At this point this isn't the sexy topic we'd like it to be -- not too
sure how a 30 minute session on this will go.  The devil is really in
the details.  Hopefully we can have more details once LSF rolls around
to make an in-person discussion productive.

I've spent the past few days working on this and while there are
certainly various questions it is pretty clear that DM multipath's
m->lock (spinlock) is really _not_ a big bottleneck.  It is an obvious
one for sure, but I removed the spinlock entirely (debug only) and then
the 'perf report -g' was completely benign -- no obvious bottlenecks.
Yet DM mpath performance on a really fast null_blk device, ~1850K read
IOPs, was still only ~950K -- as Jens rightly pointed out to me today:

"sure, it's slower but taking a step back, it's about making sure we
have a pretty low overhead, so actual application workloads don't spend
a lot of time in the kernel

~1M IOPS is a _lot_".

But even still, DM mpath is dropping 50% of potential IOPs on the floor.
There must be something inherently limiting in all the extra work done
to: 1) stack blk-mq devices (2 completely different sw -> hw mappings)
2) clone top-level blk-mq requests for submission on the underlying
blk-mq paths.

Anyway, my goal is to have my contribution to this LSF session be all
about what was wrong and how it has been fixed ;)

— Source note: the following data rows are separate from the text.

PR #17416, opened 2015-05-07
=act #16327 fix BatchingExecutor.blockOn (for verification)

rkuhn:
It contained a difficult to hit race condition that was exploited with
the help of a custom same-thread execution context by Play (its Iteratee
trampoline). In short: don’t resubmit the current Batch if it contains
an unsynchronized variable.


patriknw:
this has already been merged, by cherry-pick https://github.com/akka/akka/commit/25ddd1b

Issue #13919, opened 2014-03-12
Remove deprecated actorFor


patriknw:
imported from https://www.assembla.com/spaces/akka/tickets/3919

hepin1989:
@patriknw this one should be marked to 24-M1

PR #17424, opened 2015-05-08
!act #13919 Make actorFor and isTerminated internal 

patriknw:
- until we have replaced all internal usages of it
- for `isTerminated` we could later decide that it is good to keep as an
  internal facility and then we can remove the deprecation annotations

### DIFF
--- a/akka-actor/src/main/scala/akka/actor/ActorRef.scala
+++ b/akka-actor/src/main/scala/akka/actor/ActorRef.scala
@@ -89,9 +89,6 @@ object ActorRef {
  * Two actor references are compared equal when they have the same path and point to
  * the same actor incarnation. A reference pointing to a terminated actor doesn't compare
  * equal to a reference pointing to another (re-created) actor with the same path.
- * Actor references acquired with `actorFor` do not always include the full information
- * about the underlying actor identity and therefore such references do not always compare
- * equal to references acquired with `actorOf`, `sender`, or `context.self`.
  *
  * If you need to keep track of actor references in a collection and do not care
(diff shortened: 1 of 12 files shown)


patriknw:
refs #13919

patriknw:
This should probably be merged after the BC changes, because it will need some additional mima filters.

akka-actor/src/main/scala/akka/actor/ActorRef.scala
```diff
@@ -134,7 +131,8 @@ abstract class ActorRef extends java.lang.Comparable[ActorRef] with Serializable
    * The contract is that if this method returns true, then it will never be false again.
    * But you cannot rely on that it is alive if it returns false, since this by nature is a racy method.
    */
-  @deprecated("Use context.watch(actor) and receive Terminated(actor)", "2.2") def isTerminated: Boolean
+  @deprecated("Use context.watch(actor) and receive Terminated(actor)", "2.2")
```
drewhk: INTERNAL API?

drewhk:
LGTM

ktoso:
+1 on the one missing INTERNAL marker.
LGTM

patriknw:
@rkuhn ok to merge, or do you want to look at this one?

akka-actor/src/main/scala/akka/actor/ActorRef.scala
rkuhn: yes, good point

patriknw: yes, thanks

rkuhn:
LGTM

But given how much harder analyzing this problem has become I'm less
encouraged I'll be able to do so.

> But it would also be worth looking into changes about how the dm blk-mq
> impementation deals with the mapping between it's swqueues and
> hwqueue(s). Right now all the dm mapping is done in .queue_rq, instead
> of in .map_queue, but I'm not convinced it belongs there.

blk-mq's .queue_rq hook is the logical place to do the mpath mapping, as
it deals with getting a request from the underlying paths.

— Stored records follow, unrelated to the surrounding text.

Issue #17418, opened 2015-05-07
`ctx.pull` during `isFinishing` leads to endless loop in OneBoundedInterpreter


jrudolph:
See #17417 for an example.

/cc @sirthias

drewhk:
Solution is to throw an exception to the user. Hopefully this is does not need an extra branch but we can leverage the new bit-fields we have already.

PR #17430, opened 2015-05-08
+str #17418: Improved error handling for termination cases in Interpreter

drewhk:


drewhk:
refs https://github.com/akka/akka/issues/17418

rkuhn:
LGTM

drewhk:
TLS again

jrudolph:
A higher-level (API-level) test-case would have been nice which also asserts on the error message to expect. As this was an API misuse case in the first place, the important thing would be to assure that the user is able to fix the Stage implementation. What the user gets now is this: 

```
java.lang.IllegalStateException: operation requires [no balls and not isFinishing] while holding [no balls and isFinishing] and receiving [downstream ball and isFinishing]
	at akka.stream.impl.fusing.OneBoundedInterpreter$State$class.mustHave(Interpreter.scala:283)
	at akka.stream.impl.fusing.OneBoundedInterpreter$$anon$3.mustHave(Interpreter.scala:467)
	at akka.stream.impl.fusing.OneBoundedInterpreter$State$class.pull(Interpreter.scala:306)
	at akka.stream.impl.fusing.OneBoundedInterpreter$$anon$3.pull(Interpreter.scala:467)
	at akka.stream.stage.StageState.onPull(Stage.scala:311)
	at akka.stream.stage.StatefulStage.onPull(Stage.scala:374)
	at akka.stream.stage.StatefulStage.onPull(Stage.scala:335)
	at akka.stream.impl.fusing.OneBoundedInterpreter$$anon$4.absorbTermination(Interpreter.scala:503)
	at akka.http.scaladsl.coding.GzipDecompressor.onUpstreamFinish(Gzip.scala:117)
```

Also the stack trace doesn't point to the erroneous line but to the related but misleading `absorbTermination` call.

jrudolph:
Ah, it doesn't point to the right line because the pull is done in `StageState.onPull` which is inherited by the broken user-State class. So, while this has now been improved on the implementation level it should also (instead?) be fixed on the API-level where it's still the framework code which makes the forbidden call.

drewhk:
I am not sure I follow. What do you mean "fixed on the API-level"?

rkuhn:
Probably that the default implementation of onPull should not pull when finishing.

drewhk:
That is only relevant for PushStage, and the illegal call is not actually the pull, but the previous absorbTermination. PushStage should not call that ever. I only used a PushStage in the test because I was lazy to write the pull code.

jrudolph:
@drewhk the API should prevent that the user calls `pull` while `isFinishing` not the implementation. The difference is maybe subtle but it means that the user gets an actionable error message that points to the problem instead of the above stack trace.

@rkuhn yes, it should probably mirror the behavior of `IntermediateState` (https://github.com/akka/akka/blob/release-2.3-dev/akka-http-core/src/main/scala/akka/http/impl/util/ByteStringParserStage.scala#L28) which reports a truncation error. In many cases the problem is indeed some kind of truncation problem where the user still expects elements after the upstream has finished.

Still, also for the case where the user explicitly calls `pull` a proper error is needed which says "pull isn't allowed after absorbTermination has been called".

drewhk:
> the API should prevent that the user calls pull while isFinishing not the implementation. The difference is maybe subtle but it means that the user gets an actionable error message that points to the problem instead of the above stack trace.

I still don't follow.

drewhk:
> Still, also for the case where the user explicitly calls pull a proper error is needed which says "pull isn't allowed after absorbTermination has been called".

For this we need to introspect the stack trace. absorbTermination might result in onPull being called, so it will be the root of the stacktrace. The current error message implementation was a choice of economy. We encode flags and requirements as a bitfield so we don't have tons of branches everywhere, then when an error happens, we produce a human readable error message from the state of the bits. Any additional information adds costs, except the stacktrace introspection, because we only pay the cost of it during errors.

jrudolph:
@drewhk the above stack trace is what you get after reverting the fix for #17417. There are two problems with the stack trace: 1.) the message of the exception is worded in terms that do not relate to the API 2.) there's still a bug in `StageState.onPull` which still triggers this behavior (and maybe in PushStage as well).

drewhk:
> the message of the exception is worded in terms that do not relate to the API 2.

The message can be improved, yes. For example it could contain the name of the operation that was called. Otherwise, the "balls" are not part of the API, but they are part of the concept. I am not sure how to name it, but with more complex ops, like pushAndPull and friends (with AsyncStage) you will need this information.

> there's still a bug in StageState.onPull which still triggers this behavior (and maybe in PushStage as well).

What do you mean by bug? It reports the error properly. Or you mean it gets into an infinite loop again?

jrudolph:
> For this we need to introspect the stack trace. absorbTermination might result in onPull being called, so it will be the root of the stacktrace. The current error message implementation was a choice of economy. We encode flags and requirements as a bitfield so we don't have tons of branches everywhere, then when an error happens, we produce a human readable error message from the state of the bits.

I don't think that's necessary. As `isFinishing` and `pull` are both implemented on `Context` it should be possible to guard `ctx.pull` if `isFinishing` is true in a proper way. (Avoiding branches is premature optimization IMO as there are megamorphic call-sites all over the place which will easily dwarf the cost of having some (well-predictable) branches that will support the user in fixing bugs.)

drewhk:
> I don't think that's necessary. As isFinishing and pull are both implemented on Context it should be possible to guard ctx.pull if isFinishing is true in a proper way. 

The problem is that this is probably easy for pull, but there are more complex operations with more complex requirements. I still believe reconstructing the error message from the bitfields is the right way to go instead of sprinkling the code all over with various error messages. We can improve on the default error message calculation code.

> Avoiding branches is premature optimization IMO as there are megamorphic call-sites all over the place which will easily dwarf the cost of having some (well-predictable) branches that will support the user in fixing bugs.

Then I rather remove the megamorphic call sites. As I see you have two problems:

 - the error message: we can easily improve on this one
 - the stack trace: the stack trace you pasted *is* the correct one since it properly includes the information that the call to absorbTermination is the root of the problem. And, the current exception is actually thrown *at the call to pull*, just like you recommend: https://github.com/akka/akka/pull/17430/files#diff-189f1f3ce82d58e032f973bc1e85a0a2R306

jrudolph:
> What do you mean by bug? It reports the error properly. Or you mean it gets into an infinite loop again?

No, the infinite loop is gone. I think you got that one eradicated properly. I'm already pretty happy about that one :)

I'm just saying we need proper guards in the API (Stage, StageState, Context, etc.) against stupid users and not just safe-guards in the implementation. These are little things which help users tremendously.

drewhk:
The only difference is that I don't call isFinishing but I test multiple conditions in one go from the bitfield.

blk-mq's .map_queue is all about mapping sw to hw queues.  It is very
blk-mq specific and isn't something DM has a roll in -- cannot yet see
why it'd need to.

> There's also the issue that the bio targets may scale better on blk-mq
> devices than the blk-mq targets.

Why is that surprising?  request-based DM (and block core) has quite a
bit more work that it does.

bio-based DM targets take a ~20% IOPs hit, whereas blk-mq request-based
DM takes a ~50% hit.  I'd _love_ for request-based DM to get to only a
~20% hit.  (And for the bio-based 20% hit to be reduced further).